Liz Polcha: As the project manager for the ECDA, much of my work involves coordinating with team members, organizing and planning our meetings, and making sure we are all working towards a common goal. But I also do quite a bit of research writing for the project, and have since I was hired as the “Research and Metadata Lead” in fall 2015. My contribution to the ECDA’s presentation was to speak about the ways in which the project incorporates humanities scholarship and research, in both the writing of scholarly introductions for the texts in our archive, and in writing extensive metadata for each archival item. Interestingly, in the Q&A, most of the questions I received were not about metadata or research, but instead about project management, labor, and collaboration. This discussion about labor and working conditions was initiated when Elizabeth Dillon, the ECDA’s co-director, pointed out that all of the graduate students who work for the project are paid, and have always been paid for their work. The conversation continued throughout the day, for example, when Kaiama Glover and Alex Gil explained that their project, In the Same Boats, was an exercise in both minimal computing and ethical labor in order to test out how collaboration works. I’m interested more broadly in how these conversations about ethical labor practices permeate not just our division of labor and working relationships in the digital humanities, but also how an awareness of labor alters the way we write metadata, create graphic vocabularies for the uncertain (as Amani Morrison discussed in relation to the Louisiana Slave Conspiracies project), and build data models to represent our research. Overall, I loved the collaborative presentation format for this workshop because it offered a surprisingly rare opportunity for each team member to hear about the complexity and challenges of their colleagues’ work—we learned so much about our project and each other, and about the collaborative strategies of the two other projects. I left the workshop feeling re-energized, and motivated to keep the conversation about collaboration and division of labor going.

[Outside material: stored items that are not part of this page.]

PR #255, opened 2017-06-27
Appropriate messages are shown when command has nothing to output

bryukov:
analytics app-versions:
app-versions-empty
analytics log-flow:
log-flow-empty
apps get-current:
get-current-empty
apps list:
apps-list-empty
build branches list:
build-branches-list-empty
distribute releases list:
distribute-releases-list-empty

The following commands now also show messages when they finish:
apps set-current:
apps-set-current
crashes upload-symbols:
crashes-upload-symbols
apps get-current:
apps-get-current-empty

Based on #245


christav:
@bryukov Conflicts, and I disagree with this one - I'm going by the unix command line philosophy of "silence is golden." It's pretty standard if a command has nothing to output it just outputs nothing.

christav:
Obsolete and not agreed - this kind of thing makes it harder to parse the output in automation scenarios. Closing.

PR #257, opened 2017-06-29
Add 'mobile-center test stop' command for stopping the started test run.

dkandrov:
The added command has been implemented in order to support Jenkins Plugin for Mobile Center Test.
Also, users will be able to cancel the testing process from the command line when they want.

### DIFF
--- a/src/commands/test/stop.ts
+++ b/src/commands/test/stop.ts
@@ -17,7 +17,7 @@ export default class StopCommand extends AppCommand {
 
   async run(client: MobileCenterClient): Promise<CommandResult> {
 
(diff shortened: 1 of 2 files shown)


src/commands/test/stop.ts
```diff
@@ -0,0 +1,35 @@
...
+  @hasArg
+  testRunId: string;
+
+  constructor(args: CommandArgs) {
+    super(args);
+  }
+
+  async run(client: MobileCenterClient): Promise<CommandResult> {
+
+    this.stopTestRun(client, this.testRunId);
```
christav: You need to await this promise or things won't clean up/report errors properly.

PR #266, opened 2017-08-03
Codepush - deployment - list

buptkang:
This is the first PR to start integrating codepush cli into mobile center cli. 

Original codepush deployment list command: `code-push deployment ls <app-name>`
screen shot 2017-08-03 at 1 56 06 pm

In the mobile center, for the same command, users can type `mobile-center codepush deployment list` without specifying the app name. 

screen shot 2017-08-03 at 1 53 58 pm

screen shot 2017-08-03 at 1 54 12 pm
screen shot 2017-08-03 at 1 54 28 pm


src/commands/codepush/deployment/list.ts
```diff
@@ -0,0 +1,30 @@
+import { AppCommand, CommandArgs, CommandResult, help, failure, ErrorCodes, success, getCurrentApp } from "../../../util/commandline";
+import { out } from "../../../util/interaction";
+import { DefaultApp } from "../../../util/profile";
+import { inspect } from "util";
+import { MobileCenterClient, models, clientRequest } from "../../../util/apis";
+const _ = require("lodash");
+
+const debug = require("debug")("mobile-center-cli:commands:codepush:deployments:list");
+
+@help("List the deployments associated with an app")
```
pniko: I think this should be changed to "List the deployments associated with your current app" so the user knows its applicable to their current application.

src/commands/codepush/category.txt
```diff
@@ -0,0 +1 @@
+codepush in mobile center
```
pniko: This should follow the convention utilized elsewhere for other commands. "View and manage CodePush deployments and releases" would be a better option.

src/commands/codepush/deployment/list.ts
```diff
@@ -0,0 +1,30 @@
...
+export default class ListCommand extends AppCommand {
+  constructor(args: CommandArgs) {
+    super(args);
+  }
+
+  async run(client: MobileCenterClient): Promise<CommandResult> {
+    const app = this.app;
+    let deployments: models.Deployment[];
+    try {
+      const httpRequest = await out.progress("Getting codepush deployments ...", clientRequest<models.Deployment[]>(
```
pniko: Remove space before ellipsis (...) on the end.

src/commands/codepush/deployment/ls.ts
```diff
@@ -0,0 +1,30 @@
...
+import { out } from "../../../util/interaction";
+import { DefaultApp } from "../../../util/profile";
+import { inspect } from "util";
+import { MobileCenterClient, models, clientRequest } from "../../../util/apis";
+const _ = require("lodash");
+
+const debug = require("debug")("mobile-center-cli:commands:codepush:deployments:ls");
+
+@help("List the deployments associated with an app")
+export default class LsCommand extends AppCommand {
```
pniko: You are duplicating all this logic between two classes. At minimum we need to remove one command or the other, at most you should extract the logic into a standard base class. I would recommend removing 'ls' and only keep 'list' so it matches the rest of the CLI naming conventions.

src/commands/codepush/deployment/list.ts
christav: That's assumed on every command. Also, what it they used the `--app` switch instead of `apps set-current`?

src/commands/codepush/deployment/list.ts
```diff
@@ -0,0 +1,30 @@
...
+        (cb) => client.deployments.list(app.ownerName, app.appName, cb)));
+      deployments = httpRequest.result;
+    } catch (error) {
+      debug(`Failed to get list of codepush deployments - ${inspect(error)}`);
+      return failure(ErrorCodes.Exception, "failed to get list of deployments for the app");
+    }
+    out.table(out.getCommandOutputTableOptions(["Name", "Key"]), deployments.map((deployment) => [deployment.name, deployment.key]));
```
christav: I'd move these two lines inside the try block - they don't get executed on exception anyway, and this way you don't need the function level scoped "deployments" variable, you can bring that inside as well.

Also, since you're not using anything but the result of the http request (not looking at response headers for example) you can use `clientCall` instead of `clientRequest`. The return value of `clientCall` is the result of the call, so you don't have to manage it yourself like you're doing here.

src/commands/codepush/deployment/ls.ts
christav: Why are there two files here at all? They call the same back end and display the results in the same format. If there's a difference between the two that I missed it's probably better to vary with an option rather than a completely separate command.

If it's just to get both `list` and `ls` to do the same thing, don't do that. We use `list` everywhere in the CLI, we don't use `ls` for anything.

src/commands/codepush/category.txt
buptkang: Accept this change.

src/commands/codepush/deployment/list.ts
buptkang: Fix the comment, provide better error message to help users to use --app command to specify the app.

src/commands/codepush/deployment/list.ts
```diff
@@ -0,0 +1,36 @@
...
+    const app = this.app;
+    let deployments: models.Deployment[];
+    try {
+      const httpRequest = await out.progress("Getting codepush deployments...", clientRequest<models.Deployment[]>(
+        (cb) => client.deployments.list(app.ownerName, app.appName, cb)));
+      deployments = httpRequest.result;
+      out.table(out.getCommandOutputTableOptions(["Name", "Key"]), deployments.map((deployment) => [deployment.name, deployment.key]));
+      return success();
+    } catch (error) {
+      debug(`Failed to get list of codepush deployments - ${inspect(error)}`);
```
pniko: codepush needs be capitalized.

src/commands/codepush/deployment/list.ts
```diff
@@ -0,0 +1,36 @@
...
+export default class ListCommand extends AppCommand {
+  constructor(args: CommandArgs) {
+    super(args);
+  }
+
+  async run(client: MobileCenterClient): Promise<CommandResult> {
+    const app = this.app;
+    let deployments: models.Deployment[];
+    try {
+      const httpRequest = await out.progress("Getting codepush deployments...", clientRequest<models.Deployment[]>(
```
buptkang: Fixed.

src/commands/codepush/deployment/list.ts
buptkang: Fixed.

src/commands/codepush/deployment/list.ts
```diff
@@ -0,0 +1,36 @@
...
+    try {
+      const httpRequest = await out.progress("Getting Codepush deployments...", clientRequest<models.Deployment[]>(
+        (cb) => client.deployments.list(app.ownerName, app.appName, cb)));
+      deployments = httpRequest.result;
+      out.table(out.getCommandOutputTableOptions(["Name", "Key"]), deployments.map((deployment) => [deployment.name, deployment.key]));
+      return success();
+    } catch (error) {
+      debug(`Failed to get list of Codepush deployments - ${inspect(error)}`);
+      if (error.statusCode === 404) {
+        const appNotFoundErrorMsg = "The app name does not exist. Please double check the name, and provide it in the form owner/appname. \nRun the command " + chalk.bold("mobile-center apps list") + " to see what apps you have access to.";
```
christav: Instead of saying "The app name does not exist" in the message, actually put the app name the user typed in there, so they will obviously see if they made a typo.

christav: Also consider using template string syntax to avoid a lot of string concatenations.

buptkang: @christav That is a good point to let users notice what they mistyped. I have updated the code.

src/commands/codepush/deployment/list.ts
```diff
@@ -26,9 +26,9 @@ export default class ListCommand extends AppCommand {
     } catch (error) {
       debug(`Failed to get list of Codepush deployments - ${inspect(error)}`);
       if (error.statusCode === 404) {
-        const appNotFoundErrorMsg = "The app name does not exist. Please double check the name, and provide it in the form owner/appname. \nRun the command " + chalk.bold("mobile-center apps list") + " to see what apps you have access to.";
+        const appNotFoundErrorMsg = `The app ${app.ownerName}\\${app.appName} does not exist. Please double check the name, and provide it in the form owner/appname. \nRun the command ${chalk.bold("mobile-center apps list")} to see what apps you have access to.`;
```
christav: Mobile center uses forward slashes (`/`) not backslashes (`\`) to separate owner and app. Fix this.

buptkang: Fixed.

Lara Rose: Participating in the Digital Histories of the Caribbean Workshop, organized by Vince Brown, was a significant moment in my fledgling academic career, because it helped me understand where the ECDA fits into the landscape of smaller-scale digital projects who are doing anti-colonial work. It feels sometimes like we are treading water or running around like the proverbial chickens, especially since we share a campus with the ever-impressive, long-standing Women Writers Project. However, being at this workshop was a potent reminder that, even though the work is hard and confusing and sometimes disorganized, it is important work to do: Because if we aren’t drawing attention to the significance of the Caribbean, who will be? It was also refreshing to engage in lively conversation about the diverse practices and goals of each of the three projects. I was inspired listening to Amani Morrison on the Louisiana Slave Conspiracy Project grappling with the idea of what it means to map an event that never took place, the record of which only exists in hearsay. And, and Liz already mentioned, Kaiama Glover and Alex Gil made provocative remarks about resisting the desire to create one website that achieves every goal. When I asked about the intention of In the Same Boats to include visualizations in their mapping for gender or ethnicity, for example, their response was “we can give you the code and you can help us with that.” Although the realities of the theory of communal labor will continue to spur debates, I do think it is one way of working against the individual “silos” that we’ve all been hearing so much about lately. The promise of the digital humanities has always been the ability to engage in deeply collaborative work–this workshop was a salient precedent for just how definite that promise can be.